American classical philologist

Helene P. Foley is an American classical scholar. She is Professor of Classical Studies at Barnard College, Columbia University, and a member of the Institute for Research on Women, Gender and Sexuality at Columbia. She specialises in ancient Greek literature (epic poetry, tragedy, and comedy), women and gender in antiquity, and the reception of classical drama.

== Career ==
Foley took her first degree at Swarthmore College in 1964. She then received an MAT (Master of Arts in Teaching) in English (1966) and an MA in Classics (1967) from Yale University, and a PhD in Classical Philology from Harvard University (1975). Her doctoral thesis was entitled 'Ritual Irony in the Bacchae and Other Late Euripidean Plays'. She taught at Swarthmore until 1979, when she moved to Barnard College, Columbia University. In 1998 she was the President of the American Philological Association (now the Society for Classical Studies). In Spring 2008 she was the 94th Sather Professor of Classical Literature at the University of California, Berkeley; her Sather Lectures focused on the restaging of Greek tragedies in America, and the ways in which modern productions of these plays explored themes of contemporary concern including slavery, race, the status of women, immigration, and identity. These lectures were later published as Reimagining Greek Tragedy on the American Stage (2012). She has also been Visiting Professor at Dartmouth College and New York University.

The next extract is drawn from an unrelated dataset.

PR #46, opened 2015-08-26
Fixes #34: add ng-annotate to build process.

### LINKED ISSUE #34: Use ng-annotate
We should be using [ng-annotate](https://github.com/olov/ng-annotate) via [grunt-ng-annotate](https://github.com/mzgol/grunt-ng-annotate) to avoid verbose function declarations when using dependency injection.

She is currently finishing a book on Euripides' Hecuba, coordinating an issue of the Proceedings of the Modern Language Association with Jean Howard on Tragedy, and working on tragic choruses. A conference, 'Female Agents: Gender, Drama, Reception, Performance', will be held in her honour 31 March-1 April 2023 at Barnard College.

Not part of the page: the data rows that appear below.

PR #47, opened 2015-08-26
Adding AggStatus Card

erundle:
This adds a directive for the patternfly reference impl aggregate status card. An alternate layout is also provided to meet other project needs.

Note this PR increases the devDependency for PF to 2.1 since that is the version that the reference impl css lives in.


jeff-phillips-18:
LGTM

dist/styles/angular-patternfly.css
```diff
@@ -24,9 +52,6 @@
   color: #333;
 }
 
-.utilization-chart-pf {
-}
-
```
waldenraines: :+1:

src/card/aggregate-status/aggregate-status-card.directive.js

==Selected publications ==
- Reflections of Women in Antiquity London: Routledge, 1981.
- The Homeric Hymn to Demeter. Princeton: Princeton University Press, 1994.
- Women in the Classical World: Image and Text (ed., with Elaine Fantham, N. B. Kampen and S. B. Pomeroy). Oxford: Oxford University Press, 1994.
- Ritual Irony: Poetry and Sacrifice in Euripides. Ithaca and London: Cornell University Press, 1985.
- Female Acts in Greek Tragedy Princeton: Princeton University Press, 2001.
- Visualizing the Tragic: Drama, Myth, and Ritual in Greek Art and Literature. Essays in Honour of Froma Zeitlin (ed., with Chris Kraus, Simon Goldhill and Jas Elsner). Oxford: Oxford University Press, 2007.
- Antigone on the Contemporary World Stage (ed., with Erin B. Mee). Oxford: Oxford University Press, 2011.
- Reimagining Greek Tragedy on the American Stage. Berkeley and Los Angeles: University of California Press, 2012.